EXERCISE DIRECTIONS ::
Quote exactly, and only, the lines of the material below from the line with "PR #1686, opened 2020-05-25" through the line with "At 479px wide".

DATA EXTRACTS ::
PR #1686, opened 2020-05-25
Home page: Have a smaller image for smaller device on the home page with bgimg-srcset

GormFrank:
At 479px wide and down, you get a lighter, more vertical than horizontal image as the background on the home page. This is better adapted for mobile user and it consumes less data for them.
==
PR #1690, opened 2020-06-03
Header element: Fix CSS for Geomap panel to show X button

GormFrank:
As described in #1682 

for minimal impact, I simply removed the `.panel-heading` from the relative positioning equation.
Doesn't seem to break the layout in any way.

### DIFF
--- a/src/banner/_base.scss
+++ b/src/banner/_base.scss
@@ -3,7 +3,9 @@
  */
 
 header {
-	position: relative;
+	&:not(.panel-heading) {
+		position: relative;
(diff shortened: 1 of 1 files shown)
==
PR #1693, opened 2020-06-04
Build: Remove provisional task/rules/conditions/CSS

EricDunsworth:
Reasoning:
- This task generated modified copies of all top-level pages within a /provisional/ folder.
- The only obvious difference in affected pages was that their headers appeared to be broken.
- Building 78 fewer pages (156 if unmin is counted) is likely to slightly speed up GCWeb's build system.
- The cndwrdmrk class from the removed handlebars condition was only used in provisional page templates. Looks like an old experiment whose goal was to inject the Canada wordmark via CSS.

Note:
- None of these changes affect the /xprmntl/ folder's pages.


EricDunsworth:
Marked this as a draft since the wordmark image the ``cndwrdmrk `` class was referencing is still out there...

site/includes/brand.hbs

RESULT ::
PR #1686, opened 2020-05-25
Home page: Have a smaller image for smaller device on the home page with bgimg-srcset

GormFrank:
At 479px wide and down, you get a lighter, more vertical than horizontal image as the background on the home page. This is better adapted for mobile user and it consumes less data for them.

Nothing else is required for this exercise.